Halyard running in a Kubernetes pod

If Halyard is running in your Kubernetes cluster, either as a Kubernetes Deployment or a Kubernetes StatefulSet, then you can do an in-place upgrade:

  1. First, update the image for your Halyard Deployment / StatefulSet from the open source Halyard image (gcr.io/spinnaker-marketplace/halyard:stable) to the Armory-extended Halyard image (index.docker.io/armory/halyard-armory:1.12.1)

  2. Wait for the pod to start up.

  3. Exec into your Kubernetes pod (insert your namespace and pod name, accordingly):

    kubectl exec -it spinnaker bash
    
  4. Update the version of Spinnaker:

    hal config version edit --version $(hal version latest -q)
    

    This will use the latest stable version. If you want to use a different version, use hal version list to get a list of available versions, and then hal config version edit --version X.X.X to specify a specific version.

  5. Apply your changes:

    hal deploy apply
    

Revert back to Spinnaker

If you want to go back to open source Spinnaker, you can repeat the same process as above with open source Halyard. Specifically, replace the Armory-extended Halyard image with the open source Halyard image, update Spinnaker version (from 2.x to 1.x), and run hal deploy apply

Troubleshooting

Depending on what version of Halyard / Armory-extended Halyard you’re moving to/from, there may be some fields in your Halyard configuration that are present in one version but not the other.
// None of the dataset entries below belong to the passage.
PR #1767, opened 2017-08-11
[Stackdriver] Fixed problem with zero pod creation time

piosz:
Stackdriver sink doesn't accept zero as start time.

### DIFF
--- a/metrics/sinks/stackdriver/stackdriver.go
+++ b/metrics/sinks/stackdriver/stackdriver.go
@@ -175,10 +175,15 @@ func (sink *StackdriverSink) ExportData(dataBatch *core.DataBatch) {
 	sink.lastExportTime = dataBatch.Timestamp
 
 	req := getReq()
-	for _, metricSet := range dataBatch.MetricSets {
+	for key, metricSet := range dataBatch.MetricSets {
 		switch metricSet.Labels["type"] {
 		case core.MetricSetTypeNode, core.MetricSetTypePod, core.MetricSetTypePodContainer, core.MetricSetTypeSystemContainer:
 		default:
+			continue
+		}
+
+		if metricSet.CreateTime.IsZero() {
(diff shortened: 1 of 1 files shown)


metrics/sinks/stackdriver/stackdriver.go
```diff
@@ -175,13 +175,18 @@ func (sink *StackdriverSink) ExportData(dataBatch *core.DataBatch) {
...
-	for _, metricSet := range dataBatch.MetricSets {
+	for key, metricSet := range dataBatch.MetricSets {
 		switch metricSet.Labels["type"] {
 		case core.MetricSetTypeNode, core.MetricSetTypePod, core.MetricSetTypePodContainer, core.MetricSetTypeSystemContainer:
 		default:
 			continue
 		}
 
+		if metricSet.CreateTime.IsZero() {
+			glog.Infof("Skipping incorrect metric set %s because create time is zero", key)
```
crassirostris: Should it be V(0)?

crassirostris:
One comment, otherwise lgtm

metrics/sinks/stackdriver/stackdriver.go
piosz: I don't have a strong opinion here, but I think we should rather make visible that some metrics are dropped. This should be also logged rarely - it occurs with probability 0.1-1% once per container (after its start), so it's not spammy thing.

I can change if you feel it's not useful.

crassirostris: If someone sees this in logs, what this person does? If the answer is "nothing", I think this definitely this like should not be V(0)

Ideally, I'd prefer dropping this to V(2) at least and record a metric if it's not possible to figure it out from existing metrics already. This way the losses are visible, but the log is not flooded

piosz: SGTM, changed to V(2)

PR #1770, opened 2017-08-14
[SD sink] Various improvements to SD sink

piosz:
cherry-pick of #1752, #1755, #1767, #1757

### DIFF
--- a/metrics/sinks/stackdriver/stackdriver.go
+++ b/metrics/sinks/stackdriver/stackdriver.go
@@ -175,10 +175,15 @@ func (sink *StackdriverSink) ExportData(dataBatch *core.DataBatch) {
 	sink.lastExportTime = dataBatch.Timestamp
 
 	req := getReq()
-	for _, metricSet := range dataBatch.MetricSets {
+	for key, metricSet := range dataBatch.MetricSets {
 		switch metricSet.Labels["type"] {
 		case core.MetricSetTypeNode, core.MetricSetTypePod, core.MetricSetTypePodContainer, core.MetricSetTypeSystemContainer:
 		default:
+			continue
+		}
+
+		if metricSet.CreateTime.IsZero() {
+			glog.V(2).Infof("Skipping incorrect metric set %s because create time is zero", key)
 			continue
 		}
 
--- a/metrics/sinks/stackdriver/stackdriver.go
+++ b/metrics/sinks/stackdriver/stackdriver.go
@@ -134,6 +134,14 @@ var (
 		},
 		[]string{"code"},
 	)
+	requestLatency = prometheus.NewSummary(
+		prometheus.SummaryOpts{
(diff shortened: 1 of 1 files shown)


metrics/sinks/stackdriver/stackdriver.go
```diff
@@ -191,17 +219,114 @@ func (sink *StackdriverSink) ExportData(dataBatch *core.DataBatch) {
...
+
+	// Close the channel in order to cancel exporting routines.
+	close(requestQueue)
+
+	workersCompleted := 0
+	for {
+		select {
+		case <-completedQueue:
+			workersCompleted++
+			if workersCompleted == workers {
```
mwielgus: you can move this if condition to for, will be cleaner

metrics/sinks/stackdriver/stackdriver.go
```diff
@@ -191,17 +219,114 @@ func (sink *StackdriverSink) ExportData(dataBatch *core.DataBatch) {
...
+	timeout := time.Duration(sink.batchExportTimeoutSec) * time.Second
+	timeoutSending := time.After(timeout)
+	timeoutCompleted := time.After(timeout)
+
+forloop:
+	for i, r := range requests {
+		select {
+		case requestQueue <- r:
+			// yet another request added to queue
+		case <-timeoutSending:
```
mwielgus: I would remove the timeout here and use buffered channels instead. There is no point in having timeout control in 2 places.

metrics/sinks/stackdriver/stackdriver.go
piosz: will send a follow up PR - this is a pure cherry-pick

metrics/sinks/stackdriver/stackdriver.go
piosz: Without this you won't be able to distinguish when a request was not picked at all vs. the case when it's in progress.

mwielgus: How useful this information is?

metrics/sinks/stackdriver/stackdriver.go
mwielgus: ok.

metrics/sinks/stackdriver/stackdriver.go
piosz: It's for accounting purposes: we want to track number of requests/timeseries successfully delivered to SD. Those which are not picked by any thread are clearly dropped.

mwielgus: Just FYI, switching to buffered channels will require you to change the stop method and introduce an extra check around line 295, so it is not a single line :/. 
Anyway as this is a cherry-pick I will not push for any changes but please consider refactoring it in the future.

PR #1791, opened 2017-08-30
Add gzip compression for kafka sinks

juanluisvaladas:
Currently kafka sends events and metrics uncompressed, which causes huge sizes.


juanluisvaladas:
I signed it!

PR #158, opened 2015-02-27
new bots, deduplicater changes

helderfernandes1279:


sebix:
Here's also a XMPP Collector in ca14b7a @dmth, not sure if it's the same.

PR #180, opened 2015-05-24
Simple ip parse

Th4nat0s:
Hello,

I did a generic simple IP list parser, It fill data (src, type, uri) from the parser properties, not a final good solution.. but it works.

I then added Abuse.CH sources.

Nota... I had dos2unixed some files.

Bye


SYNchroACK:
@Th4nat0s thank you very much. Cn you contact me synchroack@gmail.com, I would like to talk with you regarding abuse.ch feeds.

SYNchroACK:
@Th4nat0s let us know if there is any feature that you still need that is not currently implemented. As far I can see, everything is implemented. Thank you!

Cheers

You’ll see an Unrecognized field error like this:

$ hal deploy apply
- Get current deployment
  Failure
Problems in Global:
! ERROR Could not translate your halconfig: Unrecognized field
  "nodeSelectors" (class
  com.netflix.spinnaker.halyard.config.model.v1.node.DeploymentEnvironment), not
  marked as ignorable (14 known properties: "size", "initContainers",
  "updateVersions", "consul", "customSizing", "vault", "gitConfig", "location",
  "sidecars", "haServices", "accountName", "type", "hostAliases",
  "bootstrapOnly"])
at [Source: N/A; line: -1, column: -1] (through reference chain:
  io.armory.halyard.config.model.v1.node.ArmoryHalconfig["deploymentConfigurations"]->java.util.ArrayList[0]->com.netflix.spinnaker.halyard.config.model.v1.node.ArmoryDeploymentConfiguration["deploymentEnvironment"]->com.netflix.spinnaker.halyard.config.model.v1.node.DeploymentEnvironment["nodeSelectors"])

- Failed to get deployment name.

If you see the above error, go to the /home/spinnaker/.hal/config file in your Halyard container, search for the offending field, and remove the yaml block (comment it out or completely remove it).

For example, in the above case, find the deploymentEnvironment.nodeSelectors field, and remove it. Repeat as necessary.